Imho, the next revolution in speech synthesis will come from using guided diffusion models, leveraging the recent breakthrough in image synthesis (Dall-e), to generate spectrograms (spectrograms are images).

Using this slower generative approach it will allow to produce large high-quality enriched audio datasets with parametric text, timings and emotion.

Then you use these datasets to bootstrap in a supervised fashion the existing traditional architectures to make the generation faster.

The usual problem of text-to-speech is that you have to go from a low-information space (aka text) to a high-information space (aka sound). And therefore training is ill-defined because one input text can have several correct sound. But once you have an enriched text with inflections and parameters, speaker embedding, the mapping then become one enriched text to one exact audio and the training become well-defined and easy.


Everyone's working on emotional expressiveness right now. Many researches published left & right!


Cool - I probably shouldn’t be surprised that the smart minds in machine learning and natural language processing are well ahead of me, an interested lay person!

Any good links or HN comment threads that you’d recommend?


It seems to get this wrong:

"$99/mo (non-commercial use) too rich for my blood."


Hey, the developer Eric here. Thanks for checking out this super early version of the project. How can I make it right?


Put that in the demo and listen to it.

https://unrealspeech.com/Ry4K_


Oh, got it. You mean it doesn't pronounce "$99/mo" correctly? Yeah, there are quite a few cases like this where we don't translate symbols, abbreviations, etc quite right, yet. But unfortunately, in this case, I spelled out "$99 per month" but it still sounds awkward.


I could be wrong but I feel like you've missed the sarcasm....


There was a technical issue with the how it sounded but, yes the underlining point was you need some kind of pay as you go model or something. if you can't offer a free tier.

Don't get me wrong it's pretty cool tech if you trained your own model.

I'm also having a hard time coming up a use case. Outside of spam and games I'm having a hard time coming up with generative AI is useful at all anyway.


The more real it sounds, the more dangerous it can be. Personally, I want to know I'm talking to a computer the second it "opens it's mouth".


Title seems disingenuous. AWS is pay-as-you-go, and this, apparently, only offers subscriptions.

So one would need to consume the maximum every month, for several months, for the price comparison to be true.


The service is for businesses. For them, tens of millions of characters per month is not much at all. And they'd integrate the API and provide services to end-users/consumers. I can see how one could find it disingenuous, though, although I don't 100% agree.

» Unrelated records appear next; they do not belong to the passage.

PR #11, opened 2015-07-30
Fixing the early return test.

garrettmoon:
I forgot about the optimization to execute callbacks before images are stored in the cache.

### DIFF
--- a/Example/PINRemoteImage Tests/PINRemoteImage_Tests.m
+++ b/Example/PINRemoteImage Tests/PINRemoteImage_Tests.m
@@ -315,7 +315,10 @@
     dispatch_semaphore_wait(semaphore, [self timeout]);
     // callback can occur *before* image is stored in cache this is an optimization to avoid waiting on the cache to write.
     // So, wait until it's actually in the cache.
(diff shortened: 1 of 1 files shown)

I have to say that this is the most insane thing I've seen on the internet this week.

And I'm not talking about the quality of your product. I mean to use Jordan Peterson without consent or reference is not bold as other are saying, but is verging on criminal.

How can you even calmly post this on HN?


I imagine they used him as a majority in training because so many of his lectures and samples are available for free...

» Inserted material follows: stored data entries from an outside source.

PR #12, opened 2015-07-30
Fix QOS Test (and add cleanup)

garrettmoon:
- Remove lower quality images from cache if a higher quality one is to be downloaded
- Document weirdness around QOS and caching
- Fix QOS test

### DIFF
--- a/Example/PINRemoteImage Tests/PINRemoteImage_Tests.m
+++ b/Example/PINRemoteImage Tests/PINRemoteImage_Tests.m
@@ -206,8 +206,9 @@
 
 - (void)waitForImageWithURLToBeCached:(NSURL *)URL
 {
+    NSString *key = [self.imageManager cacheKeyForURL:URL processorKey:nil];
     for (NSUInteger idx = 0; idx < 100; idx++) {
-        if ([[self.imageManager cache] objectForKey:[self.imageManager cacheKeyForURL:URL processorKey:nil]] != nil) {
+        if ([[self.imageManager cache] objectForKey:key] != nil) {
             break;
         }
         sleep(50);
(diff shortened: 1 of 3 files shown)


Example/PINRemoteImage Tests/PINRemoteImage_Tests.m
```diff
@@ -204,6 +204,16 @@ - (void)drawImage:(UIImage *)image
     UIGraphicsEndImageContext();
 }
 
+- (void)waitForImageWithURLToBeCached:(NSURL *)URL
+{
+    for (NSUInteger idx = 0; idx < 100; idx++) {
+        if ([[self.imageManager cache] objectForKey:[self.imageManager cacheKeyForURL:URL processorKey:nil]] != nil) {
```
jparise: You could call `-cacheForKey:processorKey:` outside of the loop.

Example/PINRemoteImage Tests/PINRemoteImage_Tests.m
```diff
@@ -594,6 +605,15 @@ - (void)testQOS
      }];
     dispatch_semaphore_wait(semaphore, [self timeout]);
     
+    //small image should have been removed from cache
+    for (NSUInteger idx = 0; idx < 100; idx++) {
```
jparise: Can you use `-waitForImageWithURLToBeCached` here?

Pod/Classes/PINRemoteImageManager.m
```diff
@@ -1165,23 +1176,35 @@ - (NSUUID *)downloadImageWithURLs:(NSArray *)urls
...
                             processorKey:nil
                                processor:nil
                                 progress:progress
-                              completion:completion
+                              completion:^(PINRemoteImageManagerResult *result) {
+                                  typeof(self) strongSelf = weakSelf;
+                                  //clean out any lower quality images from the cache
+                                  for (NSInteger idx = downloadIdx - 1; idx >= 0; idx--) {
+                                      [[strongSelf cache] removeObjectForKey:[strongSelf cacheKeyForURL:[urls objectAtIndex:idx] processorKey:nil]];
+                                  }
```
jparise: This looks fine but makes me think we should consider a `-removeObjectsForKeys:(NSArray *)` method in PINCache that can do this work in a single locked batch operation.

garrettmoon: That's a good idea.

Example/PINRemoteImage Tests/PINRemoteImage_Tests.m
garrettmoon: No, this is checking for the opposite, that the image is *not* in the cache.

But that "professor" voice is extremely recognizable as him.

The entrepreneur voice is familar as well but I can't place it. It might be a better blend of more people.


Sounds like Gary Vee - I had similar thoughts, seems a bit sketchy and no reply from OP makes it seem like they know they are probably in the wrong.


They did.

Found this from comments on ProductHunt

> thanks for a great question. Candidly speaking, I’d say we’re taking a “move fast” and “seek forgiveness later” approach. The plan is a) to try to apologize and get a license if there are demands and if that doesn’t work b) create new synthetic voices that are not of real people.

This infuriates me to no end. People with that kind of mentality fuck up the entire startup ecosystem for everyone.


Apparently the creator has been down this road before and got told off. Apparently a firm "stop using people's voices without permission" was not sufficient.

So that makes this intentional and the excuse of "I didn't know any better" no longer plays.


Same thing. I immediately recognized Gary Vee. And I imagine that using audio generated that sounds exactly like him without his permission is gray area at best.


Imitation is the sincerest form of flattery.


Identity theft is not flattery


Are voices really protected? Could you cite the statute?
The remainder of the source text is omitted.